Future implementation:

• Configure production protected-entry routing for tenant dashboards.
• Complete tenant/session/submission matching.
• Review Supabase RLS/access policy against live dashboard read/write paths.
• Add server-side proof verification and provider-backed paid-state checks.
• Keep WhatsApp, Stripe, calendar publishing, private distribution, and provider writes disabled until tenant owner approval and rollback coverage pass.

Completion evidence required:

• Tenant owner route can load only approved live rows for an authorized account.
• Wrong-tenant, stale-session, unpaid-feature, and missing-proof paths are denied with public-safe labels.
• Write/publish/provider actions remain approval-gated and auditable.
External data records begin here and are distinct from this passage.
PR #2344, opened 2018-02-23
Read Barrier on collected reference dereference

dsouzai:
The compiler must use read barriers when dereferencing collected references.

### DIFF
--- a/compiler/optimizer/VPConstraint.cpp
+++ b/compiler/optimizer/VPConstraint.cpp
@@ -1,5 +1,5 @@
 /*******************************************************************************
- * Copyright (c) 2000, 2017 IBM Corp. and others
+ * Copyright (c) 2000, 2018 IBM Corp. and others
  *
  * This program and the accompanying materials are made available under
  * the terms of the Eclipse Public License 2.0 which accompanies this
@@ -1343,7 +1343,8 @@ TR::VPConstString *TR::VPConstString::create(OMR::ValuePropagation *vp, TR::Symb
 
    if (vpConstStringCriticalSection.hasVMAccess())
       {
-      void *string = *((void **) symRef->getSymbol()->castToStaticSymbol()->getStaticAddress());
+      uintptrj_t stringStaticAddr = (uintptrj_t) symRef->getSymbol()->castToStaticSymbol()->getStaticAddress();
+      uintptrj_t string = vp->comp()->fej9()->getStaticReferenceFieldAtAddress(stringStaticAddr);
       // with no vmaccess, staticAddress cannot be guaranteed to remain the same
       // during the analysis. so use a different hash input
       //
@@ -1352,11 +1353,11 @@ TR::VPConstString *TR::VPConstString::create(OMR::ValuePropagation *vp, TR::Symb
 
       // since vmaccess has been acquired already, chars cannot be null
       //
-      int32_t len = vp->comp()->fej9()->getStringLength((uintptrj_t)string);
+      int32_t len = vp->comp()->fej9()->getStringLength(string);
       int32_t i = 0;
       uint32_t hashValue = 0;
       for (int32_t i = 0; i < len && i < TR_MAX_CHARS_FOR_HASH; i++)
-         hashValue += TR::Compiler->cls.getStringCharacter(vp->comp(), (uintptrj_t)string, i);
+         hashValue += TR::Compiler->cls.getStringCharacter(vp->comp(), string, i);
 
       int32_t hash = (int32_t)(((uintptrj_t)hashValue) % VP_HASH_TABLE_SIZE);
 
@@ -1365,10 +1366,13 @@ TR::VPConstString *TR::VPConstString::create(OMR::ValuePropagation *vp, TR::Symb
       for (entry = vp->_constraintsHashTable[hash]; entry; entry = entry->next)
          {
          constraint = entry->constraint->asConstString();
-         if (constraint &&
-             string == *((void **) constraint->_symRef->getSymbol()->castToStaticSymbol()->getStaticAddress()))
+         if (constraint)
             {
-            return constraint;
+            uintptrj_t constraintStaticAddr = (uintptrj_t)constraint->_symRef->getSymbol()->castToStaticSymbol()->getStaticAddress();
+            if (string == vp->comp()->fej9()->getStaticReferenceFieldAtAddress(constraintStaticAddr))
+               {
+               return constraint;
+               }
             }
          }
       constraint = new (vp->trStackMemory()) TR::VPConstString(vp->comp()->getStringClassPointer(), vp->comp(), symRef);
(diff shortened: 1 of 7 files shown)


dsouzai:
@fjeremic @amicic @jdmpapin @andrewcraik could you please review.

compiler/env/OMRKnownObjectTable.cpp
```diff
@@ -115,7 +115,8 @@ OMR::KnownObjectTable::getIndexAt(uintptrj_t *objectReferenceLocation)
 #ifdef J9_PROJECT_SPECIFIC
    TR::VMAccessCriticalSection getIndexCriticalSection(self()->comp());
 #endif
-   uintptrj_t objectPointer = *objectReferenceLocation; // Note: object references held as uintptrj_t must never be compressed refs
+   // Note: object references held as uintptrj_t must never be compressed refs
+   uintptrj_t objectPointer = TR::Compiler->om.getReferenceAtAddress(self()->comp(), (uintptrj_t)objectReferenceLocation);
```
fjeremic: Could we use a `static_cast` / `reinterpret_cast` here (similarly elsewhere)?

compiler/env/OMRObjectModel.hpp
```diff
@@ -110,12 +111,43 @@ class ObjectModel
...
+    * \param
+    *     fieldAddress Address of field to be dereferenced
+    *
+    * \param
+    *     symRef symref of the node representing the field dereference
+    *
+    * \return
+    *     dereferenced field
+    */
+   uintptrj_t getStaticReferenceFieldAtAddress(TR::Compilation* comp, uintptrj_t fieldAddress, TR::SymbolReference *symRef) { return *(uintptrj_t *)fieldAddress; }
```
fjeremic: I would vouch to say this should assert via `notImplemented` rather than providing a default implementation. How you read static fields seems very downstream-project specific (similarly for below).

compiler/env/OMRObjectModel.hpp
```diff
@@ -110,12 +111,43 @@ class ObjectModel
...
    * @brief: Returns true if option for software read barriers is enabled in the VM's GC
    */
-   bool shouldReplaceGuardedLoadWithSoftwareReadBarrier() { return false; };
+   bool shouldReplaceGuardedLoadWithSoftwareReadBarrier() { return false; }
+
+   /**
+    * \brief Dereference a static reference field
+    *
+    * \param
+    *     comp TR::Compilation
```
fjeremic: Perhaps a better comment is needed here as to why this parameter is necessary or what it may be used for?

compiler/optimizer/VPConstraint.cpp
```diff
@@ -1343,7 +1344,8 @@ TR::VPConstString *TR::VPConstString::create(OMR::ValuePropagation *vp, TR::Symb
 
    if (vpConstStringCriticalSection.hasVMAccess())
       {
-      void *string = *((void **) symRef->getSymbol()->castToStaticSymbol()->getStaticAddress());
+      uintptrj_t stringStaticAddr = (uintptrj_t) symRef->getSymbol()->castToStaticSymbol()->getStaticAddress();
+      void *string = (void *)TR::Compiler->om.getStaticReferenceFieldAtAddress(vp->comp(), stringStaticAddr, symRef);
```
fjeremic: As far as I can tell everywhere this variable is being used it is used under a `uintptrj_t` context. Can we not change the type to `uintptrj_t` and avoid all these casts?

compiler/env/OMRKnownObjectTable.cpp
dsouzai: Hm not sure about `reinterpret_cast`, but `static_cast` doesn't like casting from pointer to non-pointer or vice versa.

compiler/env/OMRObjectModel.hpp
dsouzai: I'll have to check if there's any code not guarded by the `J9_PROJECT_SPECIFIC` macro that makes this call; if there is then we can't add that assert. There is also the counter proposal that the default behaviour (considering that we're only adding this API to account for read barriers of collected references, and not for things like the `TR_OpaqueClassBlock`) should be just a simple dereference.

compiler/env/OMRKnownObjectTable.cpp
fjeremic: https://ideone.com/Yj8T10

compiler/env/OMRObjectModel.hpp
dsouzai: Looks like every call to `getStaticReferenceFieldAtAddress` is protected by `J9_PROJECT_SPECIFIC` so I'll update the OMR implementation to require a downstream implementation.

amicic:
Looks good to me.

compiler/optimizer/VPHandlers.cpp
```diff
@@ -2387,16 +2383,13 @@ TR::Node *constrainIaload(OMR::ValuePropagation *vp, TR::Node *node)
...
+                  if ((arrayObject != 0) &&
                       constrainIaloadCriticalSection.hasVMAccess())
                      {
-                     arrLength = *((int32_t *) (((uintptrj_t) *(void ***)p) + (uintptrj_t) vp->fe()->getOffsetOfContiguousArraySizeField()));
-
-                     if (arrLength == 0 && TR::Compiler->om.useHybridArraylets())
-                        {
-                        arrLength = *((int32_t *) (((uintptrj_t) *(void ***)p) + (uintptrj_t) vp->fe()->getOffsetOfDiscontiguousArraySizeField()));
-                        }
+                     //int32_t arrLength = TR::Compiler->om.getArrayLengthInElements(vp->comp(), arrayObject);
```
fjeremic: Is this line meant to be commented? Can it be removed?

dsouzai: I kept it commented because of 

https://github.com/eclipse/omr/pull/2344/files/0b3b80243b9c67f50c89fc700e308cdb12d67ffc#diff-30d6231397753ecc45846719f86be793R2401 and https://github.com/eclipse/omr/pull/2344/files/0b3b80243b9c67f50c89fc700e308cdb12d67ffc#diff-30d6231397753ecc45846719f86be793R2402

dsouzai:
Btw, I just realized this, but with the addition of `notImplemented` in the OMR version of `getStaticReferenceFieldAtAddress` , this PR now needs to be merged in tandem with the OpenJ9 PR (https://github.com/eclipse/openj9/pull/1260), otherwise, it will break OpenJ9.

compiler/optimizer/VPHandlers.cpp
fjeremic: Could you please add a comment above the commented out line saying why it is there so it is not removed by subsequent cleanup.

fjeremic:
> Btw, I just realized this, but with the addition of notImplemented in the OMR version of getStaticReferenceFieldAtAddress , this PR now needs to be merged in tandem with the OpenJ9 PR (eclipse/openj9#1260), otherwise, it will break OpenJ9.

Ok, that's fine. I've amended the PR title with a WIP prefix to prevent accidental merges. We can coordinate together to merge at an approriate time once both PRs are ready.

https://github.com/eclipse/omr/blob/master/CONTRIBUTING.md#downstream-dependencies

dsouzai:
@fjeremic Added requested comment. Also I changed all uses of `TR::Compiler.om->getStaticReferenceFieldAtAddress` to `comp->fej9()->getStaticReferenceFieldAtAddress` since all uses are protected by `J9_PROJECT_SPECIFIC` ; no point going through two function calls if we don't have to.

dsouzai:
Based on the discussion in https://github.com/eclipse/openj9/pull/1260 I've reworked the commit to only deal with static collected references (ie static fields).

Could you guys please re-review.

dsouzai:
@fjeremic @jdmpapin do you guys minding re-reviewing, especially https://github.com/eclipse/omr/pull/2344/commits/075eb20e8430a7a94f68605c8df75449fbc8b1c1

fjeremic:
@jdmpapin any concerns regarding this change?

jdmpapin:
LGTM

fjeremic:
@dsouzai please remove the WIP if this is ready to merge.

dsouzai:
@fjeremic Done.

PR #2347, opened 2018-02-26
Support for DDR on Linux s390 platforms

keithc-ca:
Issue: eclipse/openj9#378
* ddrgen needs to link with libelf.so
* produce both .so and .so.dbg files


charliegracie:
@genie-omr build all

PR #2351, opened 2018-02-28
RS direct reference pass

amicic:
In Concurrent Scavenger, move the preparation step for the second
(direct reference) pass to an earlier point, before concurrent phase
starts and more importatnly before Mutators resume and start adding new
references to Remembered Set.

If references are added to a an existing puddle that we are about the
iterate, we can encounter non-full fragments with NULL slots.

Now, any new references are guarantied to be remembered in a new puddle,
that we will not iterate in the second pass, which indeed is not
necessary and with high probability waste of time - those refs will be
subject to pruning in the next GC cycle, when they are more likely to be
pruned.


charliegracie:
@genie-omr build all zos

PR #2352, opened 2018-03-01
Fix handling of 'flag' macros

keithc-ca:
* fix regular expression for flag definitions so the following is properly recognized
```
    #define FLAG // comment
```
* generate *_DEFINED constants with buildflags option
* manage separate flag and constant namespaces
* put {flag} in the 'Constants' namespace and {flag}_DEFINED in the 'Flags' namespace


charliegracie:
@genie-omr build all zos

PR #2354, opened 2018-03-01
Improve support for cast expressions

keithc-ca:
* a type must be one or more C identifiers
* assume casts to unknown types can be safely ignored (e.g. `UDATA`)


charliegracie:
@genie-omr build all zos

PR #2356, opened 2018-03-06
Add trace points to portlib APIs related to cgroups

ashu-mehra:
Added trace points on error conditions and entry and exit
tracepoints for port library APIs related to cgroups.

### DIFF
--- a/port/common/omrport.tdf
+++ b/port/common/omrport.tdf
@@ -1013,3 +1013,42 @@ TraceExit=Trc_PRT_sysinfo_get_os_description_Exit Group=sysinfo Overhead=1 Level
 
 TraceEntry=Trc_PRT_sysinfo_os_has_feature_Entered Group=sysinfo Overhead=1 Level=5 NoEnv Template="sysinfo_os_has_feature: desc = %p, feature = %d"
 TraceExit=Trc_PRT_sysinfo_os_has_feature_Exit Group=sysinfo Overhead=1 Level=5 NoEnv Template="sysinfo_os_has_feature: returning with %zu."
+
+TraceException=Trc_PRT_isCgroupV1Available_statfs_failed Group=sysinfo Overhead=1 Level=1 NoEnv Template="isCgroupV1Available: statfs on %s failed with errno=%d"
+TraceException=Trc_PRT_isCgroupV1Available_tmpfs_not_mounted Group=sysinfo Overhead=1 Level=1 NoEnv Template="isCgroupV1Available: tmpfs is not mounted on %s"
+
+TraceException=Trc_PRT_addCgroupEntry_oom_for_cgroup_entry Group=sysinfo Overhead=1 Level=1 NoEnv Template="addCgroupEntry: failed to allocate memory for OMRCgroupEntry"
+TraceEvent=Trc_PRT_addCgroupEntry_added_new_entry Group=sysinfo Overhead=1 Level=3 NoEnv Template="addCgroupEntry: added new cgroup entry for subsystem %s and cgroup %s"
+
+TraceException=Trc_PRT_readCgroupFile_fopen_failed Group=sysinfo Overhead=1 Level=1 NoEnv Template="readCgroupFile: fopen failed for %s with errno=%d"
+TraceException=Trc_PRT_readCgroupFile_unexpected_format Group=sysinfo Overhead=1 Level=1 NoEnv Template="readCgroupFile: unexpected format of file %s"
+TraceEvent=Trc_PRT_readCgroupFile_available_subsystems Group=sysinfo Overhead=1 Level=3 NoEnv Template="readCgroupFile: available subsystems are 0x%llx"
+
+TraceException=Trc_PRT_readCgroupSubsystemFile_subsystem_not_available Overhead=1 Level=1 NoEnv Template="readCgroupSubsystemFile: requested subsystem 0x%llx is not available"
+TraceException=Trc_PRT_readCgroupSubsystemFile_oom_for_filename Overhead=1 Level=1 NoEnv Template="readCgroupSubsystemFile: failed to allocate memory for file name"
+TraceException=Trc_PRT_readCgroupSubsystemFile_fopen_failed Overhead=1 Level=1 NoEnv Template="readCgroupSubsystemFile: fopen failed for %s with errno=%d"
+TraceException=Trc_PRT_readCgroupSubsystemFile_unexpected_file_format Overhead=1 Level=1 NoEnv Template="readCgroupSubsystemFile: expected %d items to read, but read %d items"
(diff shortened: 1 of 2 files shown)


ashu-mehra:
fyi - @DanHeidinga

charliegracie:
@genie-omr build all zos

ashu-mehra:
I have made couple of trivial changes to the commit. Renamed
`Trc_PRT_addCgroupEntry_addedNewEntry` to `Trc_PRT_addCgroupEntry_added_new_entry` and 
`Trc_PRT_readCgroupFile_availableSubsystems` to `Trc_PRT_readCgroupFile_available_subsystems`
 to be consistent with other tracepoints I added.

port/common/omrport.tdf
```diff
@@ -1013,3 +1013,42 @@ TraceExit=Trc_PRT_sysinfo_get_os_description_Exit Group=sysinfo Overhead=1 Level
 
 TraceEntry=Trc_PRT_sysinfo_os_has_feature_Entered Group=sysinfo Overhead=1 Level=5 NoEnv Template="sysinfo_os_has_feature: desc = %p, feature = %d"
 TraceExit=Trc_PRT_sysinfo_os_has_feature_Exit Group=sysinfo Overhead=1 Level=5 NoEnv Template="sysinfo_os_has_feature: returning with %zu."
+
+TraceException=Trc_PRT_isCgroupV1Available_statfs_failed Group=sysinfo Overhead=1 Level=1 NoEnv Template="isCgroupV1Available: statfs on %s failed with errno=%d"
+TraceException=Trc_PRT_isCgroupV1Available_tmpfs_not_mounted Group=sysinfo Overhead=1 Level=1 NoEnv Template="isCgroupV1Available: tmpfs is not mounted on %s"
+
+TraceException=Trc_PRT_addCgroupEntry_oom_for_cgroup_entry Group=sysinfo Overhead=1 Level=1 NoEnv Template="addCgroupEntry: failed to allocate memory for OMRCgroupEntry"
+TraceEvent=Trc_PRT_addCgroupEntry_added_new_entry Group=sysinfo Overhead=1 Level=2 NoEnv Template="addCgroupEntry: added new cgroup entry for subsystem %s and cgroup %s"
```
DanHeidinga: Can the `noEnv` be removed from these?  `NoEnv` tracepoints have to do an expensive search to find the VMThread to get the tracebuffer.  For `TraceExceptions` this matters less and for asserts not at all.

Generally, if the code will need to get the VMThread for tracepoints, it should try to do that once and pass the thread along rather than having each tracepoint do the work.

DanHeidinga: Looking further - everything here is `NoEnv`so while the guidance is good for OpenJ9 tracepoints, it doesn't appear to apply here in OMR.

DanHeidinga: `Trc_PRT_addCgroupEntry_added_new_entry` This should probably be set to something higher than level=2.

port/unix/omrsysinfo.c
```diff
@@ -3607,12 +3618,16 @@ readCgroupSubsystemFile(struct OMRPortLibrary *portLibrary, uint64_t subsystemFl
...
+		Trc_PRT_readCgroupSubsystemFile_subsystem_not_available(subsystemFlag);
 		rc = portLibrary->error_set_last_error_with_message_format(portLibrary, OMRPORT_ERROR_SYSINFO_CGROUP_SUBSYSTEM_UNAVAILABLE, "cgroup subsystem %s is not available", subsystemNames[subsystem]);
 		goto _end;
 	}
 	
 	cgroup = getCgroupNameForSubsystem(portLibrary, PPG_cgroupEntryList, subsystemNames[subsystem]);
 	if (NULL == cgroup) {
+		/* If the subsystem is available and supported, cgroup must not be NULL */
+		Trc_PRT_readCgroupSubsystemFile_missing_cgroup(subsystemFlag);
+		Trc_PRT_Assert_ShouldNeverHappen();
```
DanHeidinga: `Trc_PRT_Assert_ShouldNeverHappen` should be the last thing in the code path as it kills execution.
In this case, it should be moved to just before the `goto _end`.

port/unix/omrsysinfo.c
```diff
@@ -3768,8 +3796,11 @@ uint64_t
 omrsysinfo_cgroup_are_subsystems_available(struct OMRPortLibrary *portLibrary, uint64_t subsystemFlags)
 {
 #if defined(LINUX) && !defined(OMRZTPF)
+	Trc_PRT_sysinfo_cgroup_are_subsystems_available_Entry(subsystemFlags);
 	uint64_t available = portLibrary->sysinfo_cgroup_get_available_subsystems(portLibrary);
-	return (available & subsystemFlags);
+	uint64_t rc = available & subsystemFlags;
+	Trc_PRT_sysinfo_cgroup_are_subsystems_available_Exit(rc);
```
DanHeidinga: This code isn't c89 - the variables would need to be declared before the tracepoint.

port/unix/omrsysinfo.c
```diff
@@ -3789,8 +3820,10 @@ uint64_t
 omrsysinfo_cgroup_enable_subsystems(struct OMRPortLibrary *portLibrary, uint64_t requestedSubsystems)
 {
 #if defined(LINUX) && !defined(OMRZTPF)
+	Trc_PRT_sysinfo_cgroup_enable_subsystems_Entry(requestedSubsystems);
```
DanHeidinga: Declare the variable before the tracepoint.

ashu-mehra:
In addition to `Trc_PRT_addCgroupEntry_added_new_entry`, I have also changed the level of following trace points to 1:
`Trc_PRT_readCgroupFile_available_subsystems` and
`Trc_PRT_isRunningInContainer_container_detected`

ashu-mehra:
@DanHeidinga updated the change set as per the suggestions.

DanHeidinga:
> In addition to Trc_PRT_addCgroupEntry_added_new_entry,

By higher than level 2, I meant move them to level 3 or greater as they're good debug info but not necessary on every startup.

ashu-mehra:
> By higher than level 2, I meant move them to level 3 or greater as they're good debug info but not necessary on every startup.

If I understand correctly, you are suggesting this information is not critical enough to be considered for level 1. But I feel if some problem occurs, we would be better off having these details (like if we are in container or not, and subsystem/cgroup details) by default, rather than enabling these tracepoints explicitly to get these details. From that perspective, I felt it would be better to have these tracepoints at level 1.

DanHeidinga:
@ashu-mehra These tracepoints are good for debugging container detection issues and definitely should be available.  The common case is that the container detection will work correctly and this information can be determined from the API (in javacores, etc for languages like java) or from the core file using tools like DDR.

We need the tracepoints to make it easy to debug container detection issues, but they don't need to be enabled in every run.

ashu-mehra:
@DanHeidinga ok, I changed the level of those tracepoints to 3.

P2. Deployment And Operations Housekeeping

Current state:

• Public and private Pages workflows are passing.
• Private dashboard deploys through the dedicated private-cloudflare-pages workflow.
• The Flow Studio canonical URL setting still uses the pages.dev fallback until the selected custom-domain gate is ready.
• actions/download-artifact@v8 may emit an upstream Buffer() deprecation warning during artifact extraction; this is not currently a repo failure.

Future implementation:

• Configure the selected Flow Studio custom domain variable after the custom-domain gate is ready.
• Track the upstream artifact warning only if CI policy starts failing on it.
• Keep public and private publishing paths separate.

Completion evidence required:

• Custom-domain variable points to the approved domain.
• Public builds continue to exclude private registries and restricted Flow Studio evidence.
• Private builds remain behind Cloudflare Access.

P2. Marketplace Claim And Correction Ownership

Current state:

• Mi Gente directory routes show public-safe correction intent as disabled launch feedback.
• Reusable marketplace claim/correction ownership remains future product work.

Future implementation:

• Define the owner product and route contract for claim/correction workflows.
• Add public-safe route reports and disabled-action metadata.
• Preserve moderation, approval, audit, and rollback gates before any correction write path is enabled.

Completion evidence required:

• Claim/correction routes have owner-route evidence, denied-path coverage, and disabled write/publish gates until launch approval passes.

P2. Picante Meetup Planning Re-Enablement

Status: Backlog ticket added 2026-06-10.

Current state:

• Picante meetup planning is disabled while event submission, event updates, source ingest, and approval chat flows are hardened.
• The assistant should not offer meetup planning, ride-seat planning, hotel-split planning, or group-discount coordination until this feature is explicitly reapproved.

Future implementation:

• Define the intended meetup-planning scope separately from event-management chat.
• Add permission, persistence, notification, rollback, and moderation boundaries for meetup plans.
• Add regression tests proving disabled behavior, enabled behavior behind a feature flag, and no accidental upsell copy in event-submission replies.

Completion evidence required:

• Owner approval for the feature flag and product scope.
• Passing chat smoke tests for disabled and enabled states.
• Public-safe release notes documenting what meetup planning can and cannot do.

Safety Rules For Future Work

• Do not merge GLD source-ingest lanes into GLD submission lanes.
• Route Flow Studio copy and behavior changes through scenario or registry data first.
• Preserve allowedViewers, denied paths, role-aware views, and RestrictedScenarioView.
• Keep non-technical viewers away from API payloads, source links, credentials, private implementation details, and admin-only data.
• Keep public and private deployment artifacts separate.